PR #4765, opened 2023-03-24
VC: Fix beacon-node invalid URL crash.

cheatfate:
Make `beacon-node` URL argument less strict and more UX friendly.

### DIFF
--- a/beacon_chain/validator_client/common.nim
+++ b/beacon_chain/validator_client/common.nim
@@ -492,26 +492,58 @@ proc parseRoles*(data: string): Result[set[BeaconNodeRole], cstring] =
       return err("Invalid beacon node role string found")
   ok(res)
 
+proc normalizeUri*(remoteUri: Uri): Uri =
+  var r = remoteUri
+  if (len(r.scheme) == 0) and (len(r.username) == 0) and
+     (len(r.password) == 0) and (len(r.hostname) == 0) and
+     (len(r.port) == 0) and (len(r.path) > 0):
+    # When `scheme` is not specified and `port` is not specified - whole
+    # hostname is stored in `path`.`query` and `anchor` could still be present.
+    # test.com
+    # test.com?q=query
+    # test.com?q=query#anchor=anchor
+    parseUri("http://" & $remoteUri & ":" & $defaultEth2RestPort)
+  elif (len(r.scheme) > 0) and (len(r.username) == 0) and
+       (len(r.password) == 0) and (len(r.hostname) == 0) and
+       (len(r.port) == 0) and (len(r.path) > 0):
+    # When `scheme` is not specified but `port` is specified - whole
+    # hostname is stored in `scheme` and `port` is in `path`.
+    # 192.168.0.1:5052
+    # test.com:5052
+    # test.com:5052?q=query
+    # test.com:5052?q=query#anchor=anchor
+    parseUri("http://" & $remoteUri)
+  elif (len(r.scheme) > 0) and (len(r.hostname) > 0):
+    # When `scheme` is specified, but `port` is not we use default.
+    # http://192.168.0.1
+    # http://test.com
+    # http://test.com?q=query
+    # http://test.com?q=query#anchor=anchor
+    if len(r.port) == 0: r.port = $defaultEth2RestPort
+    r
+  else:
+    remoteUri
+
 proc init*(t: typedesc[BeaconNodeServerRef], remote: Uri,
            index: int): Result[BeaconNodeServerRef, string] =
   doAssert(index >= 0)
   let
     flags = {RestClientFlag.CommaSeparatedArray}
+    remoteUri = normalizeUri(remote)
     client =
       block:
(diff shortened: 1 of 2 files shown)


beacon_chain/validator_client/common.nim
```diff
@@ -492,26 +492,58 @@ proc parseRoles*(data: string): Result[set[BeaconNodeRole], cstring] =
...
+  var r = remoteUri
+  if (len(r.scheme) == 0) and (len(r.username) == 0) and
+     (len(r.password) == 0) and (len(r.hostname) == 0) and
+     (len(r.port) == 0) and (len(r.path) > 0):
+    # When `scheme` is not specified and `port` is not specified - whole
+    # hostname is stored in `path`.`query` and `anchor` could still be present.
+    # test.com
+    # test.com?q=query
+    # test.com?q=query#anchor=anchor
+    parseUri("http://" & $remoteUri & ":" & $defaultEth2RestPort)
```
tersec, line 505: Regarding `defaultEth2RestPort` 
```nim
  # This is not part of the spec! But it's port which Lighthouse uses
  defaultEth2RestPort* = 5052
  defaultEth2RestPortDesc* = $defaultEth2RestPort
```
Not sure it's entirely worthwhile to enshrine it even more.

tersec:
Is there a specific issue this fixes (e.g., people reporting issues using configurations they expected to work but did not, or consistency with other VCs)?

beacon_chain/validator_client/common.nim
```diff
@@ -492,26 +492,58 @@ proc parseRoles*(data: string): Result[set[BeaconNodeRole], cstring] =
...
+  elif (len(r.scheme) > 0) and (len(r.username) == 0) and
+       (len(r.password) == 0) and (len(r.hostname) == 0) and
+       (len(r.port) == 0) and (len(r.path) > 0):
+    # When `scheme` is not specified but `port` is specified - whole
+    # hostname is stored in `scheme` and `port` is in `path`.
+    # 192.168.0.1:5052
+    # test.com:5052
+    # test.com:5052?q=query
+    # test.com:5052?q=query#anchor=anchor
+    parseUri("http://" & $remoteUri)
```
tersec, line 515: It's possible that BNs' REST ports are almost always unencrypted HTTP, practically. Not sure if this is the case, but wouldn't be surprised.

However, applying this `normalizeUri` approach to the other URLs a VC might use -- e.g., a relay URL -- seems to be maybe assume relatively more. https://ethstaker.cc/mev-relay-list/ for example shows all HTTPS URLs.

cheatfate: If you use fully-qualified URL `normalizeUri` will not apply any changes... And if you going to use HTTPS i think its better to use "https://" notation.

cheatfate:
> Is there a specific issue this fixes (e.g., people reporting issues using configurations they expected to work but did not, or consistency with other VCs)?

Because VC supports multiple BNs it should ignore invalid or dead hosts in BNs list, right now VC will crash it will find such type of BN, for example:
```nimbus_validator_client--beacon-node=http://127.0.0.1:2025 --beacon-node=localhost:2025```
will crash.

beacon_chain/validator_client/common.nim
cheatfate: This is our default, and i'm going to use it if user did not specified it explicitly, or you think `80` is better?

tersec: I'm unsure if it's on balance beneficial to have any default port, given that the specs don't have one. The ecosystem is built to be interoperable between different clients, which have no obligation to have BNs defaulting to 5052.

tersec:
> > Is there a specific issue this fixes (e.g., people reporting issues using configurations they expected to work but did not, or consistency with other VCs)?
> 
> Because VC supports multiple BNs it should ignore invalid or dead hosts in BNs list, right now VC will crash it will find such type of BN, for example: `nimbus_validator_client--beacon-node=http://127.0.0.1:2025 --beacon-node=localhost:2025` will crash.

Which results in
> Error: unhandled exception: Trying to access value with err Result: Unable to resolve remote hostname [ResultDefect]

That seems distinct from assuming any particular default protocol or port, though. Of course the VC shouldn't trigger a `Defect` in this situation, but that doesn't address, e.g. default ports.

cheatfate:
@tersec i though you asking what type of issue this PR fixes, no?

beacon_chain/validator_client/common.nim
arnetheduck: > have BNs defaulting to 5052.

the aim of the default is to make nimbus bn and nimbus vc work together with minimal ceremony - anyone else that happens to follow it is a bonus

tersec: Okay, in which case having a default port is reasonable and having 5052 be that default port is reasonable.

tersec:
> @tersec i though you asking what type of issue this PR fixes, no?

Sure, and that was answered. So with that addressed, no particular objections.

tersec (approved):

PR #4775, opened 2023-03-30
web3signer refactoring and test suite.

cheatfate:


beacon_chain/nimbus_signing_node.nim
```diff
@@ -231,143 +192,301 @@ proc installApiHandlers*(node: SigningNode) =
...
-    1
+proc asyncInit(sn: SigningNodeRef) {.async.} =
+  notice "Launching signing node", version = fullVersionStr,
+         cmdParams = commandLineParams(), config = sn.config
 
-proc getRouter*(): RestRouter =
-  RestRouter.init(validate)
+  info "Initializaing validators", path = sn.config.validatorsDir()
+  var keysList: seq[string]
+  for keystore in listLoadableKeystores(sn.config, sn.keystoreCache):
```
zah: Isn't this the same logic as the `reload` operation above? You can introduce a proc for this.

beacon_chain/nimbus_signing_node.nim
```diff
@@ -231,143 +192,301 @@ proc installApiHandlers*(node: SigningNode) =
...
+
+          let
+            proof = request.proofs.get()[0]
+            feeRecipientRoot =
+              hash_tree_root(distinctBase(
+                node.config.expectedFeeRecipient.get()))
+
+          if not(is_valid_merkle_branch(feeRecipientRoot, proof.merkleProofs,
+                                        log2trunc(proof.index),
+                                        get_subtree_index(proof.index),
```
zah: You also need to check that `proof.index` has the expected value.
Otherwise, I'll be able to send a merkle proof for another field (e.g. the `graffitti` of the block) where I can put the expected fee recipient value in order to trick you.

beacon_chain/spec/eth2_apis/rest_remote_signer_calls.nim
```diff
@@ -70,132 +84,216 @@ proc signDataPlain*(identifier: ValidatorPubKey,
...
+
+  let
+    startSignMoment = Moment.now()
+    response =
+      try:
+        let
+          res = await client.signDataPlain(identifier, body,
+                                           restAcceptType = "application/json")
+          duration = Moment.now() - startSignMoment
+        nbc_remote_signer_time.observe(float(milliseconds(duration)) / 1000.0)
```
zah: We have a naming convention where duration metrics use "_duration" as a suffix (although I can see this is not a new metric).

beacon_chain/validators/validator_pool.nim
```diff
@@ -435,6 +443,55 @@ proc signData(v: AttachedValidator,
   else:
     v.signWithDistributedKey(request)
 
+proc getFeeRecipientProof(blck: ForkedBeaconBlock | ForkedBlindedBeaconBlock |
```
zah, line 446: The plan was to propose a more generalized solution where a list of generalized indices is specified in the remote keystore configuration, but we can deliver this in a follow-up PR.

beacon_chain/validators/validator_pool.nim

....................

**Problem statement**
Using the records above, give the count of lines with the word "particular", and write nothing more.

**Output for this exercise**
2